Dynamic scheduling for flexible job shop based on MachineRank algorithm and reinforcement learning

Abstract

This paper investigates the Dynamic Flexible Job Shop Scheduling Problem (DFJSP), which is based on new job insertion, machine breakdowns, changes in processing time, and considering the state of Automated Guided Vehicles (AGVs). The objective is to minimize the maximum completion time and improve on-time completion rates. To address the continuous production status and learn the most suitable actions (scheduling rules) at each rescheduling point, a Dueling Double Deep Q Network (D3QN) is developed to solve this problem.
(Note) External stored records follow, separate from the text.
PR #414, opened 2023-06-02
introduce ResolveRelativePaths as a distinct operation vs Normalization

ndeloof:
`Normalization` is used both to define implicit resources _and_ to resolve relative paths, so it brings a parameter so apply load option `ResolvePaths`
this PR introduces and explicit `ResolveRelativePaths` to manage this option as an explicit load operation
this also allows to avoid duplicating the code when loading service `extends` and resolving basefile-relative paths

### DIFF
--- a/loader/loader.go
+++ b/loader/loader.go
@@ -185,6 +185,7 @@ func Load(configDetails types.ConfigDetails, options ...func(*Options)) (*types.
 			LookupValue:     configDetails.LookupEnv,
 			TypeCastMapping: interpolateTypeCastMapping,
 		},
+		ResolvePaths: true,
 	}
 
 	for _, op := range options {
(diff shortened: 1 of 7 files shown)


milas (commented):
Looks like a small issue on Windows with escapes 🙄 but LGTM! Waaaay better separation of concerns ✨

glours (approved):
LGTM

milas (approved):

loader/loader.go
```diff
@@ -185,6 +185,7 @@ func Load(configDetails types.ConfigDetails, options ...func(*Options)) (*types.
 			LookupValue:     configDetails.LookupEnv,
 			TypeCastMapping: interpolateTypeCastMapping,
 		},
+		ResolvePaths: true,
```
tomfeigin, line 188: @ndeloof this is a change in default behavior right? Before this was false by default.
If I explicitly set it to false through the options argument of the `Load` function the behavior would be the same as before this change right?

yankay: The 'ResolvePaths' make the unit-test fail in the nerdctl :-)
relate : https://github.com/containerd/nerdctl/pull/2338

ndeloof: @tomfeigin code that has been moved into `ResolveRelativePaths` used to be inside `Normalize` which is enabled until you explicitly set `SkipNormalization`, so this is not a behavior change. Just those two processing aspects have been separated into distinct flags.

PR #416, opened 2023-06-06
introduce include to load sub-compose projects as dependencies

ndeloof:
This adds support for `include` attribute introduced in the compose-specification by https://github.com/compose-spec/compose-spec/pull/363

This supports including compose sub-projects, comparable to language dependency management

usage:
```yaml
include:
   - ../commons/compose.yaml
   - ../another-project/compose.yaml

services:
   foo:
      depends_on:
         - imported-service
```

required projects are resolved based on their own project directory to avoid relative path hell.

### DIFF
--- a/dotenv/godotenv_test.go
+++ b/dotenv/godotenv_test.go
@@ -3,11 +3,12 @@ package dotenv
 import (
 	"bytes"
 	"os"
+	"path/filepath"
 	"strings"
 	"testing"
 
-	"github.com/stretchr/testify/assert"
 	"github.com/stretchr/testify/require"
+	"gotest.tools/v3/assert"
 )
 
 var noopPresets = make(map[string]string)
@@ -15,9 +16,7 @@ var noopPresets = make(map[string]string)
 func parseAndCompare(t *testing.T, rawEnvLine string, expectedKey string, expectedValue string) {
 	t.Helper()
 	env, err := Parse(strings.NewReader(rawEnvLine))
-	if !assert.NoError(t, err) {
-		return
-	}
+	assert.NilError(t, err)
 	actualValue, ok := env[expectedKey]
 	if !ok {
 		t.Errorf("Key %q was not found in env: %v", expectedKey, env)
@@ -694,4 +693,17 @@ func TestDash(t *testing.T) {
 		"VAR.WITH.DOTS":        "dots",
 		"VAR_WITH_UNDERSCORES": "underscores",
 	}, noopPresets)
+}
+
+func TestGetEnvFromFile(t *testing.T) {
+	wd := t.TempDir()
+	f := filepath.Join(wd, ".env")
+	err := os.Mkdir(f, 0o700)
+	assert.NilError(t, err)
+
+	_, err = GetEnvFromFile(nil, wd, nil)
+	assert.NilError(t, err)
+
+	_, err = GetEnvFromFile(nil, wd, []string{f})
+	assert.Check(t, strings.HasSuffix(err.Error(), ".env is a directory"))
 }
--- a/loader/include.go
+++ b/loader/include.go
@@ -1,0 +1,120 @@
+/*
+   Copyright 2020 The Compose Specification Authors.
+
+   Licensed under the Apache License, Version 2.0 (the "License");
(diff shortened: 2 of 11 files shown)


loader/include.go
```diff
@@ -0,0 +1,120 @@
...
+}
+
+var transformRequireConfig TransformerFunc = func(data interface{}) (interface{}, error) {
+	switch value := data.(type) {
+	case string:
+		return map[string]interface{}{"path": value}, nil
+	case map[string]interface{}:
+		return value, nil
+	default:
+		return data, errors.Errorf("invalid type %T for `require` configuration", value)
```
milas, line 42:
```suggestion
		return data, errors.Errorf("invalid type %T for `include` configuration", value)
```

milas (approved):
LGTM

loader/include.go
```diff
@@ -0,0 +1,120 @@
...
+)
+
+// LoadIncludeConfig parse the require config from raw yaml
+func LoadIncludeConfig(source []interface{}) ([]types.IncludeConfig, error) {
+	var requires []types.IncludeConfig
+	err := Transform(source, &requires)
+	return requires, err
+}
+
+var transformIncludeConfig TransformerFunc = func(data interface{}) (interface{}, error) {
```
glours, line 35: nit: can't we use generics here?

loader/loader.go
```diff
@@ -262,7 +304,7 @@ func Load(configDetails types.ConfigDetails, options ...func(*Options)) (*types.
 	}
 
 	if opts.ResolvePaths {
-		err = ResolveRelativePaths(project)
+		err := ResolveRelativePaths(project)
 		if err != nil {
 			return nil, err
 		}
```
glours, line 310: nit: could also be apply to the following `if !opts.` blocks
```suggestion
		if err := ResolveRelativePaths(project); err != nil {
			return nil, err
		}
```

loader/testdata/compose-include.yaml
```diff
@@ -0,0 +1,6 @@
+include:
+  - compose-include.yaml
+
+services:
+  foo:
+    image: foo
```
glours, line 6: nit: new line

glours (approved):
Sounds good to me, you just need to fix the conflict before merging

loader/loader.go
ndeloof: I personally consider those to have lower readability for the tiny benefit of a single line being saved

loader/include.go
ndeloof: this signature isn't a "lack of generics": those manage the parsed yaml nodes, which are actual `interface{}`

loader/loader.go
glours: As you wish, I don't have a strong opinion about this 😉

vasilvestre:
Could it work with URL later ?

ndeloof:
@vasilvestre this is indeed something we consider for future, also see https://github.com/compose-spec/compose-spec/issues/288

VladaPetrovic:
The functionality to include the remote file would be a great addition to this feature 🚀 
It was already proposed in the original [idea](https://github.com/docker/compose/issues/318#issue-37799766)

for example:
```
include:
https://localhost:8000/some-service/compose.yaml
...
```

We could leverage this feature to re-use Compose files across teams. Currently, we’re cloning an additional repository solely to include another Compose file, which feels a bit cumbersome. 🤔

The mentioned https://github.com/compose-spec/compose-spec/issues/288 seems like a broader feature with a much larger scope. While it could also address this problem, it approaches it from a different perspective.

dotenv/godotenv_test.go
```diff
@@ -3,21 +3,20 @@ package dotenv
...
-	"github.com/stretchr/testify/assert"
 	"github.com/stretchr/testify/require"
+	"gotest.tools/v3/assert"
 )
 
 var noopPresets = make(map[string]string)
 
 func parseAndCompare(t *testing.T, rawEnvLine string, expectedKey string, expectedValue string) {
 	t.Helper()
 	env, err := Parse(strings.NewReader(rawEnvLine))
```
colliniivan948-ops, line 18: ###

PR #418, opened 2023-06-16
Add substitution with options

srebhan:
This PR introduces the `SubstituteWithOptions()` function including options for custom patterns, custom substitution functions and a **new** replacement function for allowing to customize the replacement behavior if e.g. no mapping was found.
The existing `SubstituteWith` function is switched over to the newly introduced function.

### DIFF
--- a/template/template_test.go
+++ b/template/template_test.go
@@ -381,7 +381,7 @@ func TestSubstituteWithReplacementFunc(t *testing.T) {
 	options := []Option{
 		WithReplacementFunction(func(s string, m Mapping, c *Config) (string, error) {
 			if s == "${NOTHERE}" {
-				return "", fmt.Errorf("bad choice dude: %q", s)
+				return "", fmt.Errorf("bad choice: %q", s)
 			}
 			r, err := DefaultReplacementFunc(s, m, c)
 			if err == nil && r != "" {
@@ -399,7 +399,7 @@ func TestSubstituteWithReplacementFunc(t *testing.T) {
 	assert.Check(t, is.Equal("ok foobar", result))
 
 	_, err = SubstituteWithOptions("ok ${NOTHERE}", defaultMapping, options...)
-	assert.Check(t, is.ErrorContains(err, "bad choice dude"))
+	assert.Check(t, is.ErrorContains(err, "bad choice"))
 }
 
 // TestPrecedence tests is the precedence on '-' and '?' is of the first match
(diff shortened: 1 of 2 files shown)


ndeloof:
as there's no issue associated with this PR, can you please clarify how you expect this to be used ? Any upstream project relying on this ?

srebhan:
@ndeloof we are using this library for [Telegraf](https://github.com/influxdata/telegraf) and have to reproduce a specific behavior namely to only substitute environment-variable expressions if those environment variables are defined. This requirement comes from keeping backward compatibility to not break existing configurations. The issue linked above shows how we use this new function in code.

The intension is to be able to better control the replacement process while keeping the nice shell-like interpolation functionality.

Please let me know if I should open a corresponding issue!

ndeloof:
For legal reasons we require commits to be signed-off, please amend your commit and force push

ndeloof (approved):

glours (commented):
Is it possible to add an unit test checking the correct behavior of `SubstituteWithOptions` with a replacement function, please?

template/template_test.go
```diff
@@ -377,9 +377,33 @@ func TestSubstituteWithCustomFunc(t *testing.T) {
...
+	result, err := SubstituteWithOptions("ok ${FOO}", defaultMapping, options...)
+	assert.NilError(t, err)
+	assert.Check(t, is.Equal("ok first", result))
+
+	result, err = SubstituteWithOptions("ok ${BAR}", defaultMapping, options...)
+	assert.NilError(t, err)
+	assert.Check(t, is.Equal("ok foobar", result))
+
+	_, err = SubstituteWithOptions("ok ${NOTHERE}", defaultMapping, options...)
+	assert.Check(t, is.ErrorContains(err, "bad choice dude"))
```
glours, line 402: Removing the `dude` in the error message, it doesn't provide any value to your test 😉 
```suggestion
				return "", fmt.Errorf("bad choice: %q", s)
			}
			r, err := DefaultReplacementFunc(s, m, c)
			if err == nil && r != "" {
				return r, nil
			}
			return "foobar", nil
		}),
	}
	result, err := SubstituteWithOptions("ok ${FOO}", defaultMapping, options...)
	assert.NilError(t, err)
	assert.Check(t, is.Equal("ok first", result))

	result, err = SubstituteWithOptions("ok ${BAR}", defaultMapping, options...)
	assert.NilError(t, err)
	assert.Check(t, is.Equal("ok foobar", result))

	_, err = SubstituteWithOptions("ok ${NOTHERE}", defaultMapping, options...)
	assert.Check(t, is.ErrorContains(err, "bad choice"))
```

glours (commented):
Just a small modification in your test and we're ready to merge the PR

glours (approved):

To improve the quality of the model solutions, a MachineRank algorithm (MR) is proposed, and based on the MR algorithm, seven composite scheduling rules are introduced. These rules aim to select and execute the optimal operation each time an operation is completed or a new disturbance occurs. Additionally, eight general state features are proposed to represent the scheduling status at the rescheduling point. By using continuous state features as the input to the D3QN, state-action values (Q-values) for each scheduling rule can be obtained. Numerical experiments were conducted on a large number of instances with different production configurations, and the results demonstrated the superiority and generality of the D3QN compared to various composite rules, other advanced scheduling rules, and standard Q-learning agents. The effectiveness and rationality of the dynamic scheduling trigger rules were also validated.